I think most people who bought the Kelp4less Extreme Blend intended to duplicate N-Ext RGS. If you compared just RGS to Extreme Blend what would the total rates of humic/fulvic & kelp look like then?

Edit: I saw this was answered above already... RGS is .18 humic per 1k M / Extreme Blend is .035 (10g per 1M) - .07 (20g per 1M). That would mean you would have to put down 1.80oz of Extreme Blend per 1M to equal RGS? Where did you guys find the content percentages of Extreme Blend?


----------



## Drewmey

T0R0 said:


> Where did you guys find the content percentages of Extreme Blend?

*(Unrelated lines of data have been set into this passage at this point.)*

PR #1380, opened 2022-05-13
add slippage margin to offset

Jcalcaldev:
This PR:
- Adds a slippage margin to the fight offset. This slippage is adjustable.

### DIFF
--- a/migrations/166_tokens_manager_slippage.js
+++ b/migrations/166_tokens_manager_slippage.js
@@ -1,0 +1,8 @@
+const { upgradeProxy } = require("@openzeppelin/truffle-upgrades");
+
+const TokensManager = artifacts.require("TokensManager");
+
+module.exports = async function (deployer, network) {
+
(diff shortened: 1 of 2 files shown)


poshdan:
Is the hourly 30 second downtime for fights not a good enough window to do price updates on?
If it is, the slippage should not be necessary. Unless kroge specifically asked for this. Let me know

migrations/166_tokens_manager_slippage.js
```diff
@@ -0,0 +1,8 @@
+const { upgradeProxy } = require("@openzeppelin/truffle-upgrades");
+
+const TokensManager = artifacts.require("TokensManager");
+
+module.exports = async function (deployer, network) {
+
```
poshdan, line 6: Needs to have an if clause for testnets

poshdan:
I'll get this on testnet now so that testing can be fast tracked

I simply asked them in an email what the ratios of the mix were. Also, they used to have MSDS type sheets on their website which would state things like the humic is 99.99% soluble, 80% humic, etc. For some reason they have been removed from their website it seems.


----------



## Rile78

Something not mentioned yet is the NPK analysis. The Extreme Blend has a 12-0-6 NPK ratio while RGS has no NPK, only Humic and Sea Kelp. I bought some Extreme Blend last summer and got down a few apps before winter and each time I indeed noticed a color response. I would assume that is from the nitrogen content alone but I could be wrong. Maybe someone on here way smarter than me can supply the NPK per 1M at the 10g per 1M rate????


----------



## T0R0

Rile78 said:


> Something not mentioned yet is the NPK analysis. The Extreme Blend has a 12-0-6 NPK ratio while RGS has no NPK, only Humic and Sea Kelp. I bought some Extreme Blend last summer and got down a few apps before winter and each time I indeed noticed a color response. I would assume that is from the nitrogen content alone but I could be wrong. Maybe someone on here way smarter than me can supply the NPK per 1M at the 10g per 1M rate????

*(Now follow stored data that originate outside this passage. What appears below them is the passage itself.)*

PR #1395, opened 2022-05-18
set base power as level 1 on ffa arena

Jcalcaldev:
This PR:

- Ignores characters' level on base power when they're in FFA arena.


Chriserus (approved):
LGTM but package-lock shouldn't be updated

Issue #1403, opened 2022-05-19
Merchandise code should be removed


kevinunger:
All code related to merchandise should be removed. It moved to bazaar

PR #1456, opened 2022-05-31
rm merchandise code

kevinunger:
- resolves issue #1403


Sellie96:
Just need to remove all the translations for Merchandise too ! :) Rest looks good

PR #1457, opened 2022-05-31
Fix up the dashboard

Sellie96:


kevinunger:
- centered 'join raid' btn on mobile
image

- fixed container height on smaller screens:
image
image
- fixed mobile raid boss
image
image
- fixed overlapping descriptions
image
image

Issue #1447, opened 2022-05-30
Special (pickable) quests


poshdan:
Special quests are event-like offers we present to players when we want to create traffic for certain NFTs and resources.
This extension involves a new pool of quests that can be freely picked to be done by any character regardless of reputation, as well as do quests that are tied only to wallets, without character involvement.

The idea for wallet quests is to allow low barrier of entry options for users migrating from other projects (but possibly other use cases too). All wallet quests can be progressed simultaneously on a single wallet, it doesn't have to be one at a time.

For quests hand picked for characters, it's the usual routine but no reputation requirement, and the user can choose the quest whenever the character is not on a quest already. This serves a similar purpose to wallet quests but we can tie it to character features (such as stamina, xp and rewarding reputation)

Development is already underway (by me), character-pickable quests are done on the "pickableQuests" branch, wallet quests remain to be implemented still.
Expected completion time (before testnet) is a few productive days away (but definitely before June 7th, ideally deploying to testnet by June 3rd to be tested on the weekend.

This will need additional frontend work soon by someone with that skill set, to display the special quests on offer and hook in the buttons to pick them.

PR #1458, opened 2022-06-01
Pickable quests

poshdan:
Adds manually pickable quests and quests for wallets (simultaneous completion on wallet quests allowed)
Full description in issue #1447 

Requires frontend work to show the quests from new tiers (20 for pickable, 30 for wallet) and present buttons that call the new functions to handle them:
submitWalletProgress(uint256 questID, uint256 indexInTier, uint256[] memory tokenIds)
submitWalletProgressAmount(uint256 questID, uint256 indexInTier, uint256 amount)
completeWalletQuest(uint256 questID)
hasRandomWalletQuestRewardSeedRequested(uint256 questID)

We'll have to make sure admins cant create stamina/raid input and experience/non-0 reputation rewards for wallet quests.

indexInTier is the index of the quest in the questTemplates array on tier 30 (the wallet tier), it is used to validate the questID.
This is a weird quirk because we couldn't store "higher than 4" values in quest struct for tier (enum limitation)
The questID is still passed to avoid accidental submissions in case the indices change last second (ie admin deletes a quest while user is submitting, suddenly the user may be submitting items for another quest)
Otherwise we could just send the index and get the ID in-contract. I'm willing to dump that parameter if need be, but this seemed more bulletproof.

Also, character minting is a possible reward now, as requested by Kroge.
I combined a few functions in there too, to save on contract size (rewardQuest function now uses a Reward struct, thus the weekly function could be merged).


Chriserus (approved):
Looks good to me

At 21g per 1M (2lb/Acre) it would be .09 oz or .0056 lbs of N & .04 oz or .0025 lbs of K. Very small amounts!


----------



## Rile78

T0R0 said:


> Rile78 said:
> 
> 
> 
> Something not mentioned yet is the NPK analysis. The Extreme Blend has a 12-0-6 NPK ratio while RGS has no NPK, only Humic and Sea Kelp. I bought some Extreme Blend last summer and got down a few apps before winter and each time I indeed noticed a color response. I would assume that is from the nitrogen content alone but I could be wrong. Maybe someone on here way smarter than me can supply the NPK per 1M at the 10g per 1M rate????
> 
> 
> 
> At 21g per 1M (2lb/Acre) it would be .09 oz or .0056 lbs of N & .04 oz or .0025 lbs of K. Very small amounts!
Click to expand...

Thanks TORO! Wow, those are super low amounts. Mentally I hope it's doing something in the soil for my TTTF but with the math represented on this thread it's hard to imagine it would be doing a lot.


----------



## Drewmey

Rile78 said:


> Maybe someone on here way smarter than me can supply the NPK per 1M at the 10g per 1M rate????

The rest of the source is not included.